### Stored items:
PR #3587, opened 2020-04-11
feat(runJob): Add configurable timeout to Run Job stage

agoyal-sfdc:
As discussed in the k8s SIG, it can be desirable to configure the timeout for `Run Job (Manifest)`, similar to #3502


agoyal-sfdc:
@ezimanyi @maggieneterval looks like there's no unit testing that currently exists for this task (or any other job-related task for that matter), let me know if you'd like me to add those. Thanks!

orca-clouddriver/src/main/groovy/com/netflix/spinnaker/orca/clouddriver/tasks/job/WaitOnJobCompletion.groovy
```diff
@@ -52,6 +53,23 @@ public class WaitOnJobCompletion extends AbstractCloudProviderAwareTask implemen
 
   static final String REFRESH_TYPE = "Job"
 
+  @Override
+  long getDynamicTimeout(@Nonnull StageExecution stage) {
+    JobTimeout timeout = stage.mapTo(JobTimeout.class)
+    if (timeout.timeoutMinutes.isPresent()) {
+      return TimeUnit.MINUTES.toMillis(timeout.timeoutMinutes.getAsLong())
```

--

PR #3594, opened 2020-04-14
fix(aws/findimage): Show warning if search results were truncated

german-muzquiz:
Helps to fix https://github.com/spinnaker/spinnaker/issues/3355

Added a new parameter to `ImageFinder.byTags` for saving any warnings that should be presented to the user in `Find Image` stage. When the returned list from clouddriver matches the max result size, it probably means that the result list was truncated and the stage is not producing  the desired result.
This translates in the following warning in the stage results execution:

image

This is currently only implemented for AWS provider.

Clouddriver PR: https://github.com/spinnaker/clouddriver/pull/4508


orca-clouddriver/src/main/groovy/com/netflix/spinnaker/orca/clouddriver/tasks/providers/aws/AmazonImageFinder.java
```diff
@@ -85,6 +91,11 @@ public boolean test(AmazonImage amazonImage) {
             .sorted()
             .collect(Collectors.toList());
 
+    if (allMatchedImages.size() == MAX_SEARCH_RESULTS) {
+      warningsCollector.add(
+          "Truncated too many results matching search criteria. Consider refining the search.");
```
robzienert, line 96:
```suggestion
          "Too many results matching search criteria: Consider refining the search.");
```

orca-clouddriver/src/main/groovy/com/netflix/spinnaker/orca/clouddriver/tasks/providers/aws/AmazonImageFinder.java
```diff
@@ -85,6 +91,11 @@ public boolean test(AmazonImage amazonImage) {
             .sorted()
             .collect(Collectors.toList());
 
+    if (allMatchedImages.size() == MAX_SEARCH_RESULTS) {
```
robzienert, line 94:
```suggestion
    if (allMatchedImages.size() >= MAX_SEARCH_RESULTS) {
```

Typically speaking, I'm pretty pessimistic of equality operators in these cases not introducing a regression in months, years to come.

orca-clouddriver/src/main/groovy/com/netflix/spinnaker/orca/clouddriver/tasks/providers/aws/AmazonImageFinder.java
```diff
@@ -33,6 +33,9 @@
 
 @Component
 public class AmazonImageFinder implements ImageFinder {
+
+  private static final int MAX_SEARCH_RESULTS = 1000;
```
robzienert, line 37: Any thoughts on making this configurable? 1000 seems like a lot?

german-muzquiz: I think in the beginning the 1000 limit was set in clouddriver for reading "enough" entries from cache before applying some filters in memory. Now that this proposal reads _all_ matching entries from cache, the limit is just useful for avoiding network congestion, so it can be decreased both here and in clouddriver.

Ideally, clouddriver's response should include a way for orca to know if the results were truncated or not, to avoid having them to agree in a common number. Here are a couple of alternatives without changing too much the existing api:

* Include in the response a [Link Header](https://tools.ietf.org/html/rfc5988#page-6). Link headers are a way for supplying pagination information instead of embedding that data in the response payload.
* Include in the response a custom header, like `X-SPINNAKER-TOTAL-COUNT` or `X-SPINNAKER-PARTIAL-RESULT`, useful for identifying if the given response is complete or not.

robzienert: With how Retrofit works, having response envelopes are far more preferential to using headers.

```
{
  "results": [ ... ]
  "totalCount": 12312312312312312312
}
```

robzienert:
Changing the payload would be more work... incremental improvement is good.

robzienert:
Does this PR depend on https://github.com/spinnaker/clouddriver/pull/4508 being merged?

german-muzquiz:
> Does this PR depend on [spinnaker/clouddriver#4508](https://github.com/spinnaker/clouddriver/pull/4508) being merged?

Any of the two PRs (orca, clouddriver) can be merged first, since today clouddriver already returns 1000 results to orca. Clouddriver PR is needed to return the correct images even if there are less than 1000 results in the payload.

### REQUIREMENT:
Select every line in the records above that contains the word "headers".

### FINISHED TASK:
* Include in the response a [Link Header](https://tools.ietf.org/html/rfc5988#page-6). Link headers are a way for supplying pagination information instead of embedding that data in the response payload.
robzienert: With how Retrofit works, having response envelopes are far more preferential to using headers.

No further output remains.